One line at a time, check the entries below for the word "understand", and copy each line that has it.

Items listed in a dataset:
╔══
PR #6601, opened 2021-09-16
fix: use DEBIT transaction when refunding expenses

kewitz:
Related to https://opencollective.freshdesk.com/a/tickets/35682

Otherwise we get the error:
```
TypeError: Cannot read property 'getHostCollective' of null
    at Function.<anonymous> (/home/leo/Code/opencollective/api/server/models/Transaction.js:522:53),    
    at Function.createDoubleEntry (/home/leo/Code/opencollective/api/server/models/Transaction.js:510:3),
    at /home/leo/Code/opencollective/api/server/lib/payments.js:195:28,
    at refundPaymentProcessorFeeToCollective (/home/leo/Code/opencollective/api/server/lib/payments.js:187:51),
    at Object.<anonymous> (/home/leo/Code/opencollective/api/server/lib/payments.js:305:13),
    at Object.createRefundTransaction (/home/leo/Code/opencollective/api/server/lib/payments.js:319:35),
    at /home/leo/Code/opencollective/api/server/graphql/common/expenses.ts:1284:23,
    at /home/leo/Code/opencollective/api/server/graphql/common/expenses.ts:994:12
```

### DIFF
--- a/server/lib/payments.js
+++ b/server/lib/payments.js
@@ -301,8 +301,12 @@ export async function createRefundTransaction(transaction, refundedPaymentProces
         `Partial processor fees refunds are not supported, got ${refundedPaymentProcessorFee} for #${transaction.id}`,
       );
     } else if (transaction.paymentProcessorFeeInHostCurrency) {
+      // When refunding an Expense, we need to use the DEBIT transaction which is attached to the Collective and its Host.
+      const transactionToRefundPaymentProcessorFee = transaction.ExpenseId
+        ? await transaction.getRelatedTransaction({ type: DEBIT })
+        : transaction;
       // Host take at their charge the payment processor fee that is lost when refunding a transaction
-      await refundPaymentProcessorFeeToCollective(transaction, transactionGroup);
+      await refundPaymentProcessorFeeToCollective(transactionToRefundPaymentProcessorFee, transactionGroup);
     }
   }
 
--- a/test/stories/ledger.test.ts
+++ b/test/stories/ledger.test.ts
@@ -13,10 +13,17 @@ import {
   PLATFORM_TIP_TRANSACTION_PROPERTIES,
   SETTLEMENT_EXPENSE_PROPERTIES,
 } from '../../server/constants/transactions';
-import { payExpense } from '../../server/graphql/common/expenses';
+import { markExpenseAsUnpaid, payExpense } from '../../server/graphql/common/expenses';
 import { createRefundTransaction, executeOrder } from '../../server/lib/payments';
 import models from '../../server/models';
-import { fakeCollective, fakeHost, fakeOrder, fakePayoutMethod, fakeUser } from '../test-helpers/fake-data';
+import {
+  fakeCollective,
+  fakeExpense,
+  fakeHost,
+  fakeOrder,
+  fakePayoutMethod,
+  fakeUser,
+} from '../test-helpers/fake-data';
 import { nockFixerRates, resetTestDB, snapshotLedger } from '../utils';
 
 const SNAPSHOT_COLUMNS = [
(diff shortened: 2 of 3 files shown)


znarf:
I don't have enough to understand the problem and review the PR.

What is the case we're looking at? Why was getHostCollective() failing here? Is there something special? Is this new?

Please details in the PR or code comments.

kewitz:
@znarf there's a link to the support ticket in the PR with more context on the real problem.

To summarize, at the beginning of `createRefundTransaction` we do:
```js
if (transaction.type === DEBIT) {
  transaction = await transaction.getRelatedTransaction({ type: CREDIT });
}
```
And if the we're also refunding payment processor fees, in `refundPaymentProcessorFeeToCollective()` we'll create the refund transactions with:
```js
 await models.Transaction.createDoubleEntry({
    type: CREDIT,
    kind: TransactionKind.PAYMENT_PROCESSOR_COVER,
    CollectiveId: transaction.CollectiveId,
    FromCollectiveId: transaction.HostCollectiveId,
    HostCollectiveId: transaction.HostCollectiveId,
    ...
});
```

The issue is that, if we're dealing with an Expense, the credit transaction is attributed to the user and not the collective.
What we really want is to have the Host of the collective covering for the payment processor fees charged when paying for the expense.
That's why we should use the debit transaction when dealing with an expense.

znarf:
> Why was getHostCollective() failing here? Is there something special? Is this new?

kewitz:
> Why was getHostCollective() failing here? Is there something special? Is this new?
It fails because, on an expense transaction, we'll create a double transaction with
```js
const fromCollective = await models.Collective.findByPk(transaction.FromCollectiveId);
const fromCollectiveHost = await fromCollective.getHostCollective();
```
and we call that with the "FromCollectiveId" being the host of the receiving user (who usually does not have a host).
More importantly, it makes zero sense to refund the payment processor fee of an expense to the user.

znarf:
> const fromCollective = await models.Collective.findByPk(transaction.FromCollectiveId);

No reason for me to have `fromCollective = null`. I don't get it.

> More importantly, it makes zero sense to refund the payment processor fee of an expense to the user.

Happy so see this challenged, I don't see the justification for this.

znarf:
I now understand that `transaction.FromCollectiveId = otherTransaction.HostCollectiveId`.

I think we should fail earlier because we're not supposed to even try to create a Transaction with `FromCollectiveId=null`.

kewitz:
> No reason for me to have `fromCollective = null`. I don't get it.

The CREDIT transaction of an expense will have no `HostCollectiveId` because it credits the `ColletiveId` of the user.
Therefore, when you call `createDoubleEntry` on `refundPaymentProcessorFeeToCollective` you're calling
```js
await models.Transaction.createDoubleEntry({
    type: CREDIT,
    kind: TransactionKind.PAYMENT_PROCESSOR_COVER,
    CollectiveId: transaction.CollectiveId,
    FromCollectiveId: null,
    HostCollectiveId: null,
    ...
});
```

> Happy so see this challenged, I don't see the justification for this.
When you pay for an expense, you're debiting credit from the collective and paying the user. If you're refunding and the host is covering for the payment fees, the cover should go from the host to the collective.

znarf:
>>> More importantly, it makes zero sense to refund the payment processor fee of an expense to the user.

>> Happy so see this challenged, I don't see the justification for this.

> When you pay for an expense, you're debiting credit from the collective and paying the user. If you're refunding and the host is covering for the payment fees, the cover should go from the host to the collective.

Do we really want to do a `PAYMENT_PROCESSOR_COVER` scheme for Expenses? 

Let's say, yes. I would like to see some test coverage for that case in: https://github.com/opencollective/opencollective-api/blob/main/test/stories/ledger.test.ts

znarf (changes requested):
As written before, please add test coverage for the case in:
https://github.com/opencollective/opencollective-api/blob/main/test/stories/ledger.test.ts

server/lib/payments.js
```diff
@@ -301,8 +301,12 @@ export async function createRefundTransaction(transaction, refundedPaymentProces
         `Partial processor fees refunds are not supported, got ${refundedPaymentProcessorFee} for #${transaction.id}`,
       );
     } else if (transaction.paymentProcessorFeeInHostCurrency) {
+      // When refunding an Expense, we need to use the DEBIT transaction which is attached to the Collective and its Host.
+      const transactionToRefundPaymentProcessorFee = transaction.ExpenseId
```
znarf, line 305: Maybe `transaction.kind === EXPENSE` would have been more semantical.

znarf (approved):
╚══
- Response to the task -
I don't have enough to understand the problem and review the PR.
I now understand that `transaction.FromCollectiveId = otherTransaction.HostCollectiveId`.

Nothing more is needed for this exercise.